Usamos o tempo e não o vemos passar, de modo a trazer até aos nossos dez mil fiéis leitores de cada edição uma revista de cinema que evidencie-se pela originalidade, criatividade e independência. Como é regra desde há exactamente um ano, dia 8 de Fevereiro de 2008 para ser mais preciso, data de lançamento – ou deverei dizer nascimento – do número zero da Take Cinema Magazine, nenhum lugar nos agrada tanto como aquele em que ainda não estamos. Só com este desejo veemente de glória e de sermos lidos por muitos mais milhares do que aqueles que já o fazem, conseguiremos inovar e retribuir a confiança daqueles que nos dão forças para sobreviver: vocês mesmos, que nos seguem atentamente e que regularmente enviam e-mails com sugestões e simpáticas palavras de apoio.

Muitos foram os que lutaram e ficaram em branco várias noites para não permitir que este projecto caísse em esquecimento. Sem demérito para nenhum deles, um, acima de todos os outros, merece um destaque especial. Falo de José Soares, director, fundador, paginador, fotógrafo e tudo o mais que é preciso ser quando não existem mundos nem fundos que garantam o saudável funcionamento de uma publicação escrita.
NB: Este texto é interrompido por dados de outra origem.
PR #4349, opened 2026-08-20
🌱 ci(podman): gate Quadlet unit generation in both root modes

### LINKED ISSUE #4338: 🌱 CI: Quadlet generator syntax gate
## Parent

## Why

#4211 recommends this as issue 5 of 6. #4202 and #4203 evaluated Quadlet
`.container`/`.pod` and `.kube` reuse; whichever mechanism #4325 selects, a unit
that fails to generate should fail CI rather than surface at deploy time.

## 30-minute boundary

A syntax/dry-run gate only. Do not add deployment units — the asset itself is a
separate slice downstream of #4325.

## Deliverable

A CI job that installs the Quadlet generator, verifies it is present, and runs
`quadlet --dryrun` for both `--user` and rootful modes.

## Acceptance criteria

- The job **fails if the generator is missing** rather than passing vacuously — #4211 names this as the trap.
- Both `--user` and rootful dry-runs are exercised.
- A generator warning that would become a deploy-time failure fails the job.

## Stop conditions

If no Quadlet units exist to check yet, gate on the generator's presence and dry-run capability only, and say so in the job's description.

Danathar:
## What

Adds a per-PR gate that runs the Podman systemd generator over the
repository's Quadlet units, in both modes ADR-0017 installs into:

- `.github/workflows/quadlet-gate.yml` — installs the generator, verifies it,
  runs the gate on `ubuntu-latest`.
- `src/deploy/test_quadlet_generator_gate.sh` — the gate itself, runnable by
  hand on any host that has the generator.

ADR-0017 (#4325, PR #4342) chose Quadlet `.container`/`.pod` units as the
Podman persistent lifecycle, so a unit that fails to generate should fail CI
rather than surface at deploy time. Nothing ran the generator per PR.

## Acceptance criteria

**The job fails if the generator is missing rather than passing vacuously.**
This is the trap #4211 names, and it is not hypothetical — the hosted runner
has podman *without* the generator, because its `/usr/local/bin/podman` is
hand-installed rather than the distribution package, so
`/usr/libexec/podman/quadlet` does not exist. There is no skip path anywhere in
either file: a missing generator is a failure. Presence is verified in its own
workflow step so it is a separately reported fact, and the script re-checks it
rather than trusting the caller.

**Both `--user` and rootful dry-runs are exercised.** Every check below runs
twice, once per mode. They are genuinely different code paths — rootful
generates `Wants=network-online.target`, `--user` generates
`Wants=podman-user-wait-network-online.service`.

**A generator warning that would become a deploy-time failure fails the job.**
Exit status alone is not enough, and this is measured rather than assumed:

```
$ QUADLET_UNIT_DIRS=... quadlet --user --dryrun   # unit with Image=alpine
quadlet-generator[…]: Warning: u.container specifies the image "alpine" which
not a fully qualified image name. …
exit 0
```

ADR-0017 requires fully qualified references because `podman auto-update`
cannot resolve a short name, so that warning *is* a deploy-time failure and the
exit status waves it through. The gate therefore fails on any generator
diagnostic, after filtering the unconditional `Loading source unit file` debug
lines that `--dryrun` always emits. The rule is deliberately conservative in
the failing direction: a new benign stderr line upstream shows up as a red
build rather than as silently reduced coverage, which is the correct way round
for a gate.

## Where the generator comes from, and why not `apt`

Two other sources were checked and neither works:

| Source | Generator | Verdict |
| --- | --- | --- |
| Runner's own podman 5.8.4 | none | hand-installed binary, no `/usr/libexec/podman/quadlet` — the #4211 finding |
| `apt-get install podman` on ubuntu-24.04 | 4.9.3 | below ADR-0017's binding constraint |
| `quay.io/podman/stable`, digest-pinned | 5.8.4 | used |

4.9.3 is measured (`apt-cache policy podman`), not recalled. ADR-0017's floor is
5.0.0 because `.pod` units and `Notify=healthy` both first shipped there, so the
packaged generator cannot express the layout this gate exists to check. The
image is pinned by digest so the generator version is a property of this
workflow rather than something that drifts with the runner image, and 5.8.4 is
the same version every #4201/#4202/#4203 spike measured. Only the generator
*binary* is used — the gate starts no containers, so nothing is nested.

## Stop condition: no units exist yet

The repository holds no Quadlet units; the deployment asset is a separate slice
downstream of ADR-0017, and #4338's boundary is explicitly a syntax gate and
not a unit. Per the stop condition the gate covers the generator's presence and
dry-run capability, and **says so in its own output** rather than reporting a
silent pass:

```
--- repository units ---
  none found.
  This gate therefore covers the generator's PRESENCE and DRY-RUN CAPABILITY
  only — #4338's stop condition — and not any Hive unit, because the
  deployment asset is a separate slice downstream of ADR-0017. The
  self-tests above are what keep that from being a vacuous pass.
```

That last sentence is the point. The gate runs known-good **and known-bad**
units through the same code path the real ones will take, so it demonstrably
fails today, before there is anything real to catch:

| Fixture | Generator behaviour | Gate |
| --- | --- | --- |
| well-formed unit | exit 0, silent, emits an `ExecStart=` | must pass |
| unsupported key | exit 1 | must catch |
| dangling `.pod` reference | exit 1 | must catch |
| short-name image | **exit 0** + `Warning:` | must catch *via the warning rule* |

If any of those stops behaving, the gate fails — including the good one, so a
generator that rejects everything cannot look like a clean run. Fixtures are
generated at runtime rather than committed, so nothing in the tree can be
mistaken for the deployment unit this issue is not adding.

Units landing anywhere in the repository are picked up with no change here: the
scan is repo-wide rather than pinned to one directory, since a unit added
somewhere unexpected would otherwise be silently ungated — the same vacuous-pass
failure mode as skipping on a missing generator.

## Verified locally

Both files were exercised against a real generator (podman 5.8.4, Fedora), on
the host and inside the pinned image:

| Case | Exit |
| --- | --- |
| repo scan, generator present | `0` |
| `--quadlet /nonexistent/quadlet` | `1` |
| `--units` pointing at a unit with an unsupported key | `1` |
| `--units` pointing at a unit with a short-name image | `1` (warning rule, generator exited 0) |
| `--units` pointing at a well-formed unit | `0` |
| whole gate inside `quay.io/podman/stable@sha256:312a77…` | `0` |

## What this gate is not

`quadlet --dryrun` is a syntax and reference check, never a semantic one.
ADR-0017 records three things it exits 0 on: `Notify=healthy` with no
`HealthCmd`, `PublishPort=` on a pod member, and a short-name image. The third
is caught here through the warning rule; the first two need Hive's own
assertions and are deliberately out of scope. Also unchanged: no deployment
units, no Docker behaviour, `contents: read`, no secrets, no
`pull_request_target`.

`src/docs/podman-ci-runner-map.md` lane 5 gets a "Built (#4338)" note, matching
how lanes 1 and 2 are recorded.

Part of #4188 — this PR does not close the parent. Closes #4338.

### DIFF
--- a/.github/workflows/quadlet-gate.yml
+++ b/.github/workflows/quadlet-gate.yml
@@ -1,0 +1,157 @@
+name: Quadlet Generator Gate
+
+# The Quadlet generator syntax gate (#4338), lane 5 of the map in
+# src/docs/podman-ci-runner-map.md (#4211).
+#
+# ADR-0017 chose Quadlet `.container`/`.pod` units as the Podman persistent
+# lifecycle. A unit that fails to generate should fail CI rather than surface
+# at deploy time, so this job runs `quadlet --dryrun` in BOTH modes the ADR
+# installs into — rootful and `--user` — over whatever Quadlet units the
+# repository holds.
+#
+# THE TRAP #4211 NAMES. The generator is a separate binary from `podman`, and
+# the hosted runner has podman WITHOUT it: the runner image carries a
+# hand-installed /usr/local/bin/podman rather than the distribution package, so
+# /usr/libexec/podman/quadlet does not exist. A gate that runs `quadlet` only
+# when it happens to be there reports green while testing nothing. This job
+# therefore installs the generator, verifies it, and has no skip path at all —
+# every failure mode below is a red build.
+#
+# WHY THE GENERATOR COMES FROM A CONTAINER IMAGE. Two other ways to get it were
+# available and neither works:
+#
+#   * `apt-get install podman` on ubuntu-24.04 installs the generator, but at
+#     podman 4.9.3 (measured: `apt-cache policy podman`). ADR-0017's binding
+#     constraint is 5.0.0 — `.pod` units and `Notify=healthy` both first
+#     shipped there — so the packaged generator cannot express the layout this
+#     gate exists to check.
+#   * The runner's own podman 5.8.4 ships no generator to borrow.
+#
+# The official Podman image carries a matched generator (5.8.4, the same
+# version every #4201/#4202/#4203 spike measured), and pinning it by digest
+# makes the version this gate ran against explicit and reproducible instead of
+# something that drifts silently with the runner image. Only the generator
+# BINARY is used — no container is started by the gate, nothing is nested.
+#
+# WHAT THIS GATE IS NOT. `quadlet --dryrun` is a syntax and reference check,
+# not a semantic one. ADR-0017 records three things it exits 0 on:
+# `Notify=healthy` with no `HealthCmd`, `PublishPort=` on a pod member, and a
+# short-name image. The first two need Hive's own assertions and stay out of
+# scope; the third IS caught, because the generator warns about it while still
+# exiting 0 — so the gate fails on any generator diagnostic, not just on a
+# non-zero exit.
+#
+# NO UNITS YET, AND THE JOB SAYS SO. The repository holds no Quadlet units —
+# the deployment asset is a separate slice downstream of ADR-0017, and #4338's
+# boundary is explicitly a syntax gate rather than a unit. Per its stop
+# condition the gate covers the generator's presence and dry-run capability
+# only. That is not a vacuous pass: the script runs known-good AND known-bad
+# units through the same path the real ones will take, so the gate proves it
+# can fail today. When units land anywhere in the tree they are picked up with
+# no change to this workflow.
+#
+# No path filters, on purpose. #4339 is what a guard scoped into silence looks
+# like. No secrets, no pull_request_target, contents: read.
+
+on:
+  push:
+    branches:
+      - v2
+      - v4
+  pull_request:
+    branches:
+      - v2
+      - v4
+  workflow_dispatch:
+
+permissions:
+  contents: read
+
+concurrency:
+  group: quadlet-gate-${{ github.ref }}
+  cancel-in-progress: true
+
+jobs:
+  quadlet-gate:
+    name: quadlet --dryrun, rootful and --user
+    runs-on: ubuntu-latest
+    timeout-minutes: 15
+
+    env:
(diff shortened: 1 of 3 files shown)


clubanderson:
Reviewed and verified.

- **Self-trigger observed**: the Quadlet Generator Gate ran on this PR's own head and passed in 16s (run 32419521141) — negligible per-PR cost, 15-min cap.
- **Claims match merged ADR-0017 exactly** (`src/docs/adr/0017-podman-quadlet-lifecycle.md`): 5.0.0 binding floor because `.pod` units and `Notify=healthy` both first shipped there (ADR lines 106, 117-118); 5.6.0 recommended floor noted-not-failed, correctly, because Hive's layout sets `PodName=` explicitly and sits outside the podman#26105 regression window (ADR lines 125-130).
- **Runner generator gap handled the right way**: no skip path anywhere — the hosted runner's hand-installed podman ships no `/usr/libexec/podman/quadlet`, so the gate takes the generator from `quay.io/podman/stable` pinned by digest (5.8.4, ≥ floor, same version the spikes measured), verifies executability and version in a separate step, and hard-fails if absent. `apt`'s 4.9.3 correctly ruled out as below floor.
- **Both modes genuinely exercised**: every fixture runs through both rootful and `--user` dry-runs (different generated dependencies), and the known-good/known-bad fixture matrix — including the short-name case the exit status waves through, caught via the warning rule — proves the gate can fail today, so "no units yet" is not a vacuous pass. Repo-wide unit scan picks up future units with no workflow change.
- **Safety**: `contents: read` only, no secrets, no `pull_request_target`, workspace mounted read-only into the container, fixtures generated at runtime in a mktemp dir with EXIT-trap cleanup, no forbidden podman lifecycle commands. shellcheck clean on the gate script; actionlint shows only the familiar info-level SC2016 on single-quoted Go templates.

/lgtm
/approve

PR #4607, opened 2026-08-22
feat(image): install Google Antigravity CLI for agy backend

hanthor:
## Problem\n\nHive declares `agy` as a valid backend and the rotation ladder includes an Agy/Google fallback, but `src/Dockerfile` does not ship `/usr/local/bin/agy`. The live rotation probe therefore reports `agy-binary-missing` and rejects the rung; a depleted DeepSeek balance can strand an otherwise rotatable agent.\n\n## Fix\n\nInstall Google Antigravity CLI v1.1.19 from its official public Linux artifact. The version/build ID and SHA-512 values are pinned from the vendor updater manifest for both amd64 and arm64. The artifact contains a self-contained `antigravity` executable, installed as `/usr/local/bin/agy`.\n\n## OAuth boundary\n\nAgy requires an interactive Google OAuth login and cannot bootstrap it inside a pod. The image provides the binary only; an operator seeds a pre-authenticated `/home/james/.gemini` session into persistent storage. This enables self-hosted controller deployments while preserving the generic contributor UI's existing host-only warning.\n\n## Verified\n\n- Downloaded official x64 artifact and checked its published SHA-512.\n- Extracted binary runs as `agy --version` after install-mode normalisation.\n- `git diff --check` clean.

### DIFF
--- a/src/Dockerfile
+++ b/src/Dockerfile
@@ -268,6 +268,33 @@ RUN ARCH="${TARGETARCH:-$(dpkg --print-architecture)}" && \
       echo "WARN: Goose CLI download failed — skipping (backend: goose will be unavailable)"; \
     fi
 
+# --- Layer 8.25: Google Antigravity CLI (backend: agy) ---
+# The vendor distributes a self-contained Linux executable, not an npm package.
+# Pin the version, build ID, and SHA-512 from its public updater manifest; do
+# not use the mutable manifest at image-build time. The CLI requires a
+# pre-authenticated Google OAuth session in $HOME/.gemini: the image supplies
+# only the binary, while an operator seeds that persistent state (a pod cannot
+# complete the interactive OAuth flow itself). This enables a self-hosted Hive
+# controller to use its configured agy fallback rung without pretending that
+# generic contributor containers can bootstrap Google login.
+ARG AGY_VERSION=1.1.19
+ARG AGY_BUILD=4894004681244672
+ARG AGY_SHA512_AMD64=7c3b310c80685adcba714994207eb870fb4817403975da46555b7d9fade446487da3d8f897aa220dfbc30f602ab461a0147a6f7b3c8228fdebd35951e3f250fd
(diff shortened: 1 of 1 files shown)


clubanderson:
/lgtm
/approve

Reviewed at aa4d7d2f. External-contribution checks all pass:

- **DCO**: signed-off (hanthor <jreilly1821@gmail.com>) ✓.
- **Pin verified independently**: I downloaded both pinned artifacts (version 1.1.19, build 4894004681244672) and recomputed SHA-512 — amd64 `7c3b310c…f250fd` and arm64 `488c3dac…503558d` both match the Dockerfile exactly. Versioned immutable GCS path, checksum enforced with `sha512sum -c`, unsupported arch hard-fails, tmp artifacts removed, `agy --version` smoke test (same precedent as the claude layer, which already proves the pattern under the multi-arch qemu build).
- **No curl|bash of a moving target** — this is exactly the pinned standard we enforced for caveman (#4518/#4548).
- **Backend wiring confirmed**: `agy` is in CLIBackends (config.go:4371), manager.go launches the `agy` binary with the headless `--dangerously-skip-permissions` contract already in place, rotation.go's usage probe runs `agy` from PATH — /usr/local/bin/agy is precisely what `agy-binary-missing` was checking for. Headless flags live in the manager, correctly not in the image.
- **Size reasonable**: ~56MB (amd64) / ~52MB (arm64) compressed — in line with the other CLI layers.
- **OAuth boundary honestly stated**: image ships the binary only; interactive Google OAuth cannot bootstrap in a pod, operator seeds $HOME/.gemini — consistent with the contribute UI's existing host-only warning.
- **standalone-images.sh untouched and unaffected** (it governs deployment image references, not Dockerfile layers). One note, not a blocker: unlike the goose layer's tolerant WARN-skip, this layer hard-fails the build on a download failure — defensible for a checksummed artifact (a silent skip would silently reintroduce `agy-binary-missing`), and the retry envelope is generous.

Trial merge with latest v4 clean; CI green minus tide.

Merging.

A ele, e em nome de toda uma equipa de colaboradores que assegura conteúdos e sente-se honrada por fazer parte deste projecto, um sentido obrigado pelo esforço. A todos os colaboradores, um agradecimento ainda mais fervoroso pelo amor à camisola, por milhões de caracteres que nada renderam monetariamente mas que justificaram todos os elogios e todas as portas que certamente se abrirão no futuro.

E agora, um ano depois, que lições colhemos desta experiência? Várias, entre elas a que nem sempre demos passos na direcção correcta ou confiámos nas pessoas certas. Ou que, com a ânsia de não falhar com os que já nos acompanhavam, não tenhamos feito o melhor de nós para atrair novas atenções. Mas a verdade é que o que está feito, está feito. E citando o general francês Pierre de Laclos, uma oportunidade falhada pode reencontrar-se, ao passo que jamais se recupera de uma tentativa precipitada. O futuro? Está nas vossas mãos.